Get some insurance. Get what you can afford. It’s better than not having any coverage at all or over extending yourself with a policy you can’t afford, then lapsing on it and losing coverage.
A few other pro tips
Don’t miss a payment! If you miss a payment, you coverage will lapse. That means you’ll lose coverage and you’ll have to reapply to get it back. And since you’re getting older everyday, your premiums might go up when you re-apply.
There are a few loopholes to know about. There is something called the Contestability period and a suicide clause. The contestability period is the two years after you get the policy. If you die within that period, the insurance company can investigate the claim and deny coverage. The suicide clause states that if you commit suicide within the first two years of the policy, the insurance company will not pay the claim. After the two years, the policy will pay out, even if the cause of death is suicide.
Don’t lie on your application. Smoking one cigarette in the last-twelve months and not reporting it in your application is a little different than omitting your half-a-pack-a-day habit. Either way, please don’t lie on your application so that your premiums will be lower. It’s fraud, yo. The insurance company could investigate your claim and if they can prove you lied, that can impact whether or not your family receives the death benefit.
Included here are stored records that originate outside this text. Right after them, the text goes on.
PR #16, opened 2022-07-22
Create cargo workspace

ssnover:
I'm planning a proc-macro for helping with message generation and it will need to be in a separate crate. I preemptively have made a workspace now in order to prevent future merge conflicts due to it.


ssnover:
By the way, is there any reason you're not include `Cargo.lock`?

Carter12s:
No reason on cargo.lock,

PR #19, opened 2022-08-19
General Clean-ups of Documentation and Public API ahead of first release

Carter12s:


roslibrust/src/comm.rs
```diff
@@ -76,7 +80,7 @@ impl FromStr for Ops {
 
 /// Describes the low level comm capabilities of talking to a rosbridge server
 #[async_trait]
-pub trait RosBridgeComm {
+pub(crate) trait RosBridgeComm {
```
ssnover, line 83: Is the intention to not allow external code to impl this trait?

ssnover (approved):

Be honest so you don’t make things difficult for your family.
You need a policy for as long as you have dependents. This can be hard to predict because you could have adult children or aging parents who you help support.
Consider a life insurance trust if you have minor children or you’re wealthy. Insurance companies may not pay out the death benefit to minor children. But you can set up a life insurance trust and the appointed trustee can disburse the money to the children right away.
A life insurance trust is also a great tool for those folks who are wealthy, like their estate is worth $10 million or more. Talk to an estate planning attorney who can explain the benefits of keeping a life insurance benefit in a trust and out of your taxable state.